▶ WHAT IS NEEDED: The result should be every line in the data below that carries the string "beforeEach".

▶ Collection entries:
PR #1896, opened 2024-08-19
DMP-3687 - missing db constraints

cmagowan-hmcts:

### Change description ###

```
[ ] Yes
[ ] No
```

### DIFF
--- a/src/main/resources/db/migration/postgres/V1_369_2__missing_db_changes.sql
+++ b/src/main/resources/db/migration/postgres/V1_369_2__missing_db_changes.sql
@@ -1,0 +1,2 @@
+DROP INDEX user_account_user_email_address_unq;
+CREATE UNIQUE INDEX user_account_user_email_address_unq ON user_account (upper(user_email_address)) where is_active;
--- a/.github/renovate.json
+++ b/.github/renovate.json
@@ -6,7 +6,7 @@
   ],
   "timezone": "Europe/London",
   "schedule": [
-    "after 6pm every weekday",
-    "before 8am every weekday"
+    "after 7am and before 8am every weekday",
+    "after 6pm and before 8pm every weekday"
   ]
 }
--- a/.github/renovate.json
+++ b/.github/renovate.json
@@ -6,7 +6,7 @@
   ],
   "timezone": "Europe/London",
   "schedule": [
-    "after 7am and before 8am every weekday",
+    "after 7am and before 9am every weekday",
     "after 6pm and before 8pm every weekday"
   ]
 }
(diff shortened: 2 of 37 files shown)


src/main/resources/db/migration/postgres/V1_369_2__missing_db_changes.sql
```diff
@@ -0,0 +1,2 @@
+DROP INDEX user_account_user_email_address_unq;
+CREATE UNIQUE INDEX user_account_user_email_address_unq ON user_account (upper(user_email_address)) where is_active;
```
chrisbellingham-hmcts, line 2: The create user process will not allow a new account to be created if the email address already exists in the database, regardless of `is_active` state, so should we drop the `where is_active` clause here? @hemantasharma1129, thoughts?

cmagowan-hmcts: Although the API prevents it, it doesn;t stop someone accidentally creating a 2nd user in the database, which is what happened a few weeks ago and caused some problems, but if we don't see it as an ongoing issue, then it can be dropped.

sabahirfan: The `where is_active` creates a partial index. This means the index only includes rows where the is_active column is true. It improves the performance though. It also allows for scenarios where we might want to keep inactive user records but reuse their email addresses for new accounts

This index ensures that email addresses are unique only among active users. This could be beneficial only if our application allows reuse of email addresses for inactive accounts.

If we need to ensure global uniqueness of email addresses (active and inactive), this index alone won't be sufficient. Queries that don't include the is_active condition in their WHERE clause might not be able to use this index effectively.

chrisbellingham-hmcts: Upon further discussion, there is a small risk of email duplicates arising from the migration process from legacy. On that basis, the `WHERE` clause will let us accept those duplicate addresses, whilst protecting the application from having multiple active accounts.

cmagowan-hmcts: There has been some chatter going on in the background regarding this.
Current plan is that in order to support migration, we allow multiple accounts with the same email_Address, but only 1 active.
After go-live, we will look at the data and remove any duplicate accounts then change the index to not include the is_Active flag:-
https://tools.hmcts.net/jira/browse/DMP-3819

Any time the code looks up this table, it should be using the is_Active flag AFAIK

chrisbellingham-hmcts (approved):

PR #1915, opened 2024-08-23
DMP-3821: Re-enable audio tests part 1

tonymort:
https://tools.hmcts.net/jira/browse/DMP-3821

Re-enable audio tests part 1

```
[ ] Yes
[x] No
```

### DIFF
--- a/src/integrationTest/java/uk/gov/hmcts/darts/audio/controller/AudioRequestsControllerAddAudioRequestDownloadIntTest.java
+++ b/src/integrationTest/java/uk/gov/hmcts/darts/audio/controller/AudioRequestsControllerAddAudioRequestDownloadIntTest.java
@@ -16,7 +16,6 @@ import uk.gov.hmcts.darts.audio.enums.MediaRequestStatus;
 import uk.gov.hmcts.darts.audiorequests.model.AudioRequestDetails;
 import uk.gov.hmcts.darts.audiorequests.model.AudioRequestType;
 import uk.gov.hmcts.darts.authorisation.component.UserIdentity;
-import uk.gov.hmcts.darts.common.entity.CourtCaseEntity;
 import uk.gov.hmcts.darts.common.entity.CourthouseEntity;
 import uk.gov.hmcts.darts.common.entity.HearingEntity;
 import uk.gov.hmcts.darts.common.entity.UserAccountEntity;
@@ -74,11 +73,11 @@ class AudioRequestsControllerAddAudioRequestDownloadIntTest extends IntegrationB
             SOME_COURTROOM,
             LocalDateTime.parse(HEARING_DATETIME)
         );
-        CourtCaseEntity courtCase = hearingEntity.getCourtCase();
-        courtCase.addProsecutor("aProsecutor");
-        courtCase.addDefendant("aDefendant");
-        courtCase.addDefence("aDefence");
-        dartsDatabase.save(courtCase);
+        //        CourtCaseEntity courtCase = hearingEntity.getCourtCase();
+        //        courtCase.addProsecutor("aProsecutor");
+        //        courtCase.addDefendant("aDefendant");
+        //        courtCase.addDefence("aDefence");
+        //        dartsDatabase.save(courtCase);
 
         testUser = dartsDatabase.getUserAccountStub()
             .createAuthorisedIntegrationTestUser(hearingEntity.getCourtroom().getCourthouse());
--- a/src/integrationTest/java/uk/gov/hmcts/darts/audio/controller/AudioRequestsControllerAddAudioRequestIntTest.java
+++ b/src/integrationTest/java/uk/gov/hmcts/darts/audio/controller/AudioRequestsControllerAddAudioRequestIntTest.java
@@ -16,7 +16,6 @@ import uk.gov.hmcts.darts.audio.enums.MediaRequestStatus;
 import uk.gov.hmcts.darts.audiorequests.model.AudioRequestDetails;
 import uk.gov.hmcts.darts.audiorequests.model.AudioRequestType;
 import uk.gov.hmcts.darts.authorisation.component.UserIdentity;
-import uk.gov.hmcts.darts.common.entity.CourtCaseEntity;
 import uk.gov.hmcts.darts.common.entity.CourthouseEntity;
 import uk.gov.hmcts.darts.common.entity.HearingEntity;
 import uk.gov.hmcts.darts.common.entity.UserAccountEntity;
@@ -75,11 +74,11 @@ class AudioRequestsControllerAddAudioRequestIntTest extends IntegrationBase {
             SOME_COURTROOM,
             LocalDateTime.parse(HEARING_DATETIME)
         );
-        CourtCaseEntity courtCase = hearingEntity.getCourtCase();
-        courtCase.addProsecutor("aProsecutor");
-        courtCase.addDefendant("aDefendant");
-        courtCase.addDefence("aDefence");
-        dartsDatabase.save(courtCase);
+        //        CourtCaseEntity courtCase = hearingEntity.getCourtCase();
+        //        courtCase.addProsecutor("aProsecutor");
+        //        courtCase.addDefendant("aDefendant");
+        //        courtCase.addDefence("aDefence");
+        //        dartsDatabase.save(courtCase);
 
         testUser = dartsDatabase.getUserAccountStub()
             .createAuthorisedIntegrationTestUser(hearingEntity.getCourtroom().getCourthouse());
--- a/src/integrationTest/java/uk/gov/hmcts/darts/audio/controller/AudioRequestsControllerAddAudioRequestPlaybackIntTest.java
+++ b/src/integrationTest/java/uk/gov/hmcts/darts/audio/controller/AudioRequestsControllerAddAudioRequestPlaybackIntTest.java
@@ -16,7 +16,6 @@ import uk.gov.hmcts.darts.audio.enums.MediaRequestStatus;
 import uk.gov.hmcts.darts.audiorequests.model.AudioRequestDetails;
 import uk.gov.hmcts.darts.audiorequests.model.AudioRequestType;
 import uk.gov.hmcts.darts.authorisation.component.UserIdentity;
-import uk.gov.hmcts.darts.common.entity.CourtCaseEntity;
 import uk.gov.hmcts.darts.common.entity.HearingEntity;
 import uk.gov.hmcts.darts.common.entity.UserAccountEntity;
 import uk.gov.hmcts.darts.notification.api.NotificationApi;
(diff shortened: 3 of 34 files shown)


src/integrationTest/java/uk/gov/hmcts/darts/cases/controller/CaseControllerGetCaseByIdTest.java
```diff
@@ -53,8 +55,8 @@ void setUp() {
             DateConverterUtil.toLocalDateTime(SOME_DATE_TIME)
         );
         CourtCaseEntity courtCase = hearingEntity.getCourtCase();
-        courtCase.addProsecutor("aProsecutor");
-        courtCase.addDefendant("aDefendant");
+        courtCase.addProsecutor(someMinimalProsecutorForCase(courtCase));
```
cmagowan-hmcts, line 58: this seems quite messy, the fact that we are passing the courtcase into the method, but then add the prosecutor to the courtCase, so its been liked twice.
I thought this normally led to issues in tests.

src/testCommon/java/uk/gov/hmcts/darts/test/common/data/ProsecutorTestData.java
```diff
@@ -37,9 +41,14 @@ private static ProsecutorEntity createProsecutorWithCaseBasedName(int index, Cou
...
     public static ProsecutorEntity createProsecutorForCaseWithName(CourtCaseEntity courtCase, String name) {
-        var prosecutor = new ProsecutorEntity();
-        prosecutor.setCourtCase(courtCase);
+        var prosecutor = someMinimalProsecutorForCase(courtCase);
         prosecutor.setName(name);
         return prosecutor;
     }
+
+    public static ProsecutorEntity someMinimalProsecutorForCase(CourtCaseEntity courtCase) {
+        var prosecutor = someMinimalProsecutor();
```
cmagowan-hmcts, line 50: someMinimalProsecutor also creates its own courtcase, so we are creating multiple courtcases here, woudl something like this be better? :-

```java
public static ProsecutorEntity someMinimalProsecutor() {
    return someMinimalProsecutor(createSomeMinimalCase());
}

public static ProsecutorEntity someMinimalProsecutor(CourtCaseEntity courtCase) {
    var prosecutor = new ProsecutorEntity();
    prosecutor.setCourtCase(courtCase);
    prosecutor.setName("some-prosecutor");
    var accountEntity = minimalUserAccount();
    prosecutor.setCreatedBy(accountEntity);
    prosecutor.setLastModifiedBy(accountEntity);
    return prosecutor;
}
```

src/testCommon/java/uk/gov/hmcts/darts/test/common/data/HearingTestData.java
```diff
@@ -50,7 +50,10 @@ public static HearingEntity someMinimalHearing() {
     }
 
     public static HearingEntity createHearingWith(CourtCaseEntity courtCase, CourtroomEntity courtroom, LocalDate hearingDate) {
-        return createHearingWithDefaults(courtCase, courtroom, hearingDate, null);
+        var hearing = createHearingFor(courtCase);
```
cmagowan-hmcts, line 53: `createHearingFor` calls `someMinimalHearing()` which in turn creates its own case, courtroom etc, yet we are then instantly overriding them. Could we do something similar like what i mentioned about Prosecutor?
I notice you removed the call to `createHearingWithDefaults`, curious as to why it caused problems.

src/integrationTest/java/uk/gov/hmcts/darts/cases/controller/CaseControllerGetCaseByIdTest.java
tonymort: This replaces a method that was added specifically for test in production code which is one of things that needs to be removed.  What issues in test?

src/testCommon/java/uk/gov/hmcts/darts/test/common/data/ProsecutorTestData.java
tonymort: The the courtcase in from the minimal method is overwritten before being persisted when call this method.  This is the point of this pattern over the stubs which couples data generation with persistence.  minimal* is a base minimal persistence for which other methods can build upon for convenience and readability of tests.

src/testCommon/java/uk/gov/hmcts/darts/test/common/data/HearingTestData.java
tonymort: same a above

src/integrationTest/java/uk/gov/hmcts/darts/cases/controller/CaseControllerGetCaseByIdTest.java
cmagowan-hmcts: I can;t remember it was last year, but i think there was persistence problems because the 2 objects were being linked twice.
If someMinimalProsecutorForCase() links the Prosecutor to the case, why do we need `courtCase.addProsecutor` also? Can we call  someMinimalProsecutorForCase by itself?

src/testCommon/java/uk/gov/hmcts/darts/test/common/data/ProsecutorTestData.java
cmagowan-hmcts: is what i have written not functionally teh same, but without creating superfluous entities?

src/integrationTest/java/uk/gov/hmcts/darts/cases/controller/CaseControllerGetCaseByIdTest.java
tonymort: Its a bidirectional relationship so it is by nature linked both ways.  The build is passing so there doesn't seem to be any issues.

No because when we call save(case) we want the save method to iterate through its fields and save the ones that are relevant, in this case save(prosecuter)

src/testCommon/java/uk/gov/hmcts/darts/test/common/data/ProsecutorTestData.java
tonymort: The entity is overwritten immediately so isn't causing any issues.  Having 1 place that each entity is created is desirable from a maintainability perspective.  This is another issue with the integration tests, mainly the stubs having lots of places where we new objects up.  The minimal* pattern gives an entity that is gauranteed to be persistable, so all methods should build upon that.

davet1985: @tonymort @cmagowan-hmcts I'm not sure there's a huge amount to be gained by overloading these methods here. If a case object is created, linked and overwritten then it's all done in memory and during a test run.

We would like to get these tests re-enabled as soon as possible, we should continue with what Tony has and any concerns can be raised in tickets.

src/integrationTest/java/uk/gov/hmcts/darts/audio/controller/AudioRequestsControllerAddAudioRequestDownloadIntTest.java
```diff
@@ -74,11 +73,11 @@ void beforeEach() {
...
-        CourtCaseEntity courtCase = hearingEntity.getCourtCase();
-        courtCase.addProsecutor("aProsecutor");
-        courtCase.addDefendant("aDefendant");
-        courtCase.addDefence("aDefence");
-        dartsDatabase.save(courtCase);
+        //        CourtCaseEntity courtCase = hearingEntity.getCourtCase();
+        //        courtCase.addProsecutor("aProsecutor");
+        //        courtCase.addDefendant("aDefendant");
+        //        courtCase.addDefence("aDefence");
+        //        dartsDatabase.save(courtCase);
```
chrisbellingham-hmcts, line 80: Just checking if this commenting is intentional.

src/integrationTest/java/uk/gov/hmcts/darts/audio/controller/AudioRequestsControllerAddAudioRequestIntTest.java
```diff
@@ -75,11 +74,11 @@ void beforeEach() {
...
-        CourtCaseEntity courtCase = hearingEntity.getCourtCase();
-        courtCase.addProsecutor("aProsecutor");
-        courtCase.addDefendant("aDefendant");
-        courtCase.addDefence("aDefence");
-        dartsDatabase.save(courtCase);
+        //        CourtCaseEntity courtCase = hearingEntity.getCourtCase();
+        //        courtCase.addProsecutor("aProsecutor");
+        //        courtCase.addDefendant("aDefendant");
+        //        courtCase.addDefence("aDefence");
+        //        dartsDatabase.save(courtCase);
```
chrisbellingham-hmcts, line 81: Just checking if this commenting is intentional.

src/integrationTest/java/uk/gov/hmcts/darts/audio/controller/AudioRequestsControllerAddAudioRequestPlaybackIntTest.java
```diff
@@ -73,11 +72,11 @@ void beforeEach() {
...
-        CourtCaseEntity courtCase = hearingEntity.getCourtCase();
-        courtCase.addProsecutor("aProsecutor");
-        courtCase.addDefendant("aDefendant");
-        courtCase.addDefence("aDefence");
-        dartsDatabase.save(courtCase);
+        //        CourtCaseEntity courtCase = hearingEntity.getCourtCase();
+        //        courtCase.addProsecutor("aProsecutor");
+        //        courtCase.addDefendant("aDefendant");
+        //        courtCase.addDefence("aDefence");
+        //        dartsDatabase.save(courtCase);
```
chrisbellingham-hmcts, line 79: Just checking if this commenting is intentional.

src/integrationTest/java/uk/gov/hmcts/darts/audio/controller/AudioRequestsControllerAddAudioRequestDownloadIntTest.java
tonymort: Yes, they were using a method that was only being used in test which has been deleted.  These tests are fixed in part 2 of re-enabling the audio tests

src/integrationTest/java/uk/gov/hmcts/darts/audio/controller/AudioRequestsControllerAddAudioRequestIntTest.java
tonymort: same

src/integrationTest/java/uk/gov/hmcts/darts/audio/controller/AudioRequestsControllerAddAudioRequestPlaybackIntTest.java
tonymort: same

PR #1916, opened 2024-08-23
 NO_JIRA: log Darts feign clients requests/responses full details on Demo

mario-paniccia:
### Change description ###
During QA it it sometimes important to see the full details of http requests and responses Darts is making to external services, e.g. ARM. 
This PR configures Feign clients to log headers, body, and metadata for both requests and responses, and replaces an existing config that is not working.
For now we will enable full logging only on Demo:
https://github.com/hmcts/sds-flux-config/pull/5343

Note:
we have [this ticket](https://tools.hmcts.net/jira/browse/DMP-3854) to remove this setting before we go to Prod to avoid sensitive data leak in logs:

▶ RESULT:
@@ -74,11 +73,11 @@ void beforeEach() {
@@ -75,11 +74,11 @@ void beforeEach() {
@@ -73,11 +72,11 @@ void beforeEach() {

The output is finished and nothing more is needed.